- [Problem statement] Which lines below hold the word "comment"? Copy all of them.

- [Data provided]
PR #14059, opened 2026-06-03
Clarify comment regarding `remove_branch` restrictions

OliverJAsh:
As far as I can see the "not the top branch" part of this comment is incorrect. @estib-vega Can you confirm? The comment originates from 232cb1fe7b9a264f9cc5be9f3afbc11591a3a4d2.

### DIFF
--- a/crates/but-api/src/legacy/stack.rs
+++ b/crates/but-api/src/legacy/stack.rs
@@ -243,7 +243,7 @@ pub fn remove_branch_only(
 /// This acquires exclusive worktree access from `ctx` before creating the
 /// removal snapshot and detaching the branch.
 ///
-/// This can only be called on a branch that's inside of a stack of multiple branches and is not the top branch,
+/// This can only be called on a branch that's inside of a stack of multiple branches,
 /// or on a branch that's empty.
 #[but_api(napi)]
 #[instrument(err(Debug))]
--- a/packages/but-sdk/src/generated/index.d.ts
+++ b/packages/but-sdk/src/generated/index.d.ts
@@ -272,7 +272,7 @@ export declare function pushStack(projectId: string, stackId: string, withForce:
  * This acquires exclusive worktree access from `ctx` before creating the
  * removal snapshot and detaching the branch.
  *
- * This can only be called on a branch that's inside of a stack of multiple branches and is not the top branch,
+ * This can only be called on a branch that's inside of a stack of multiple branches,
  * or on a branch that's empty.
  */
 export declare function removeBranch(projectId: string, stackId: string, branchName: string): Promise<void>


estib-vega:
Not super sure about whether it will raise an error, but this probably refers to the previous inability of handling anonymous segments.

I think that's no longer as big as a problem now aside from downstream issues (how do you push and so).

OliverJAsh:
> Not super sure about whether it will raise an error,

I interpreted the comment to mean you can't delete the top, but it looks like you can without errors, in both Lite and Tauri:

https://github.com/user-attachments/assets/76fdc509-2a66-4b7d-bea6-e341610aa711

estib-vega:
Interesting, I wonder how the git graph looks like. The code of that API only removes the reference, but according to the application the commits are somehow absorbed into the parent branch after deleting the child branch.

OliverJAsh:
It looks like it's moving the `feature-parent` reference as well as removing `feature-child-1`. Is this a bug?

Before:

```
┊╭┄ch [feature-child-1]
┊●   0d59452 update child-1.txt (2)
┊●   bb21ef1 update child-1.txt (1)
┊●   2fac80a add child-1.txt
┊│
┊├┄pa [feature-parent]
┊●   85fdf93 update parent.txt (2)
┊●   2675226 update parent.txt (1)
┊●   078d4c9 add parent.txt
├╯
```

After:

```
┊╭┄at [feature-parent]
┊●   0d59452 update child-1.txt (2)
┊●   bb21ef1 update child-1.txt (1)
┊●   2fac80a add child-1.txt
┊●   85fdf93 update parent.txt (2)
┊●   2675226 update parent.txt (1)
┊●   078d4c9 add parent.txt
├╯
```

estib-vega:
**If that's how it looks in git as well**, it's seems like a *feature* bug to me hahah.

For sure it's unintended behavior: The intention is only to remove the reference, in which case I would expect for the commits in child to be left as 'dangling commits' in git. Or at least directly under the `gitbutler/workspace` reference.

That's why the comment also talks about the branch wither not being the top-most or is empty. If it's empty, there would be no dangling commits left.

---

In any case, I think I'd leave the comment there.
In the tauri application we had the FE guard against that, we could also guard against that in the BE, but ideally this is just not an issue in the coming iterations of the graph-friendly-workspace

OliverJAsh:
I could add a guard to Lite, but it looks like Tauri doesn't have a guard for it 🤔

estib-vega:
Dang, you are right, it seems we removed that condition

OliverJAsh:
For my own future reference: the conversation continued [here in Discord](<https://discord.com/channels/1060193121130000425/1512017636270276700/1512017642863591494>), https://github.com/gitbutlerapp/gitbutler/pull/14070, and https://github.com/gitbutlerapp/gitbutler/pull/14072.

PR #14061, opened 2026-06-03
feat(cli)!: remove `--json` in favor of `--format json`

davidpdrsn:
Removes the global `--json` flag in favor of using `--format json`. That way, there is only one way to specify the format.

@slarse and I think not having `--format` as a global flag is good since it might not make sense for all commands. Instead, the commands that support format should handle it specifically. This PR doesn't change that; `--format` is still global, but we'll look into it later. But to move in that direction, I added

```rust
#[derive(clap::Args)]
pub struct OutputFormatArg {
    #[clap(...)]
    pub format: OutputFormat,
}
```

which can be `#[clap(flatten)]`'ed into other arg structs later. Currently, it's just used in the top-level `Args` type.

### DIFF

- [Answer to this exercise]
Clarify comment regarding `remove_branch` restrictions
As far as I can see the "not the top branch" part of this comment is incorrect. @estib-vega Can you confirm? The comment originates from 232cb1fe7b9a264f9cc5be9f3afbc11591a3a4d2.
I interpreted the comment to mean you can't delete the top, but it looks like you can without errors, in both Lite and Tauri:
That's why the comment also talks about the branch wither not being the top-most or is empty. If it's empty, there would be no dangling commits left.
In any case, I think I'd leave the comment there.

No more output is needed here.